# Sorghum-Sudangrass



## arrandha (Mar 12, 2012)

I have few acres of Sorghum-Sudan grass hybrid here in India. Want to make hay but never done it before. I have few questions if anyone is able to help.

- We dont have any modern equipment here, how difficult is it to get sorghum-sudangrass dry - weather is not a problem rarely rains.

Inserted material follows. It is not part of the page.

PR #2726, opened 2026-07-10
Contribution guidelines

djc:
This is based on rustls' [guidelines](https://github.com/rustls/rustls/blob/main/CONTRIBUTING.md), with an AI policy adapted from [ripgrep's](https://github.com/BurntSushi/ripgrep/blob/master/AI_POLICY.md).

- what is the ideal stage of cutting

Thanks!


----------



## CockrellHillFarms (Aug 30, 2011)

If you have older equipment: This is what I would do. Dont let it get to tall and stocky. I would cut it when its about thigh or waist high. It will grow back quick enough to cut it again and maybe a third time. When it gets stocky, it is a lot harder to dry. In the past, I was able to mow it once and graze it twice. Or another time, mow it twice and graze it at the end. It all just depends on what ur wanting to do with it. If you google sudan grass, look at the images. You will see some very tall stuff on there and some shorter stuff. The first time we planted it, we let it get 6 ft tall. It was a real pain to get it dried out. I think it sit there for 5 days. It looks pretty cool and it makes a lot of hay but its way too hard to get it dry and it will be very hard on an older baler.


----------



## panhandle9400 (Jan 17, 2010)

Here around my area it is grown to the Boot Stage then cut down . It takes a while to dry down and cure , let it cure before bailing unless you do shocks ?Most of what we grow is irrigated and our seeding rate is high so we can get a finer stem on it. Hardley ever let it headed out. My swathers have steel conditioner rolls and it breaks the stalk every 4 or 5 inches apart which aids in drying time.


----------



## arrandha (Mar 12, 2012)

Thanks for the advice. Or land is irrigated as well so putting some extra seed is a good idea. What can be the maximum seed rate. I was thinking of 15 Kg/acre.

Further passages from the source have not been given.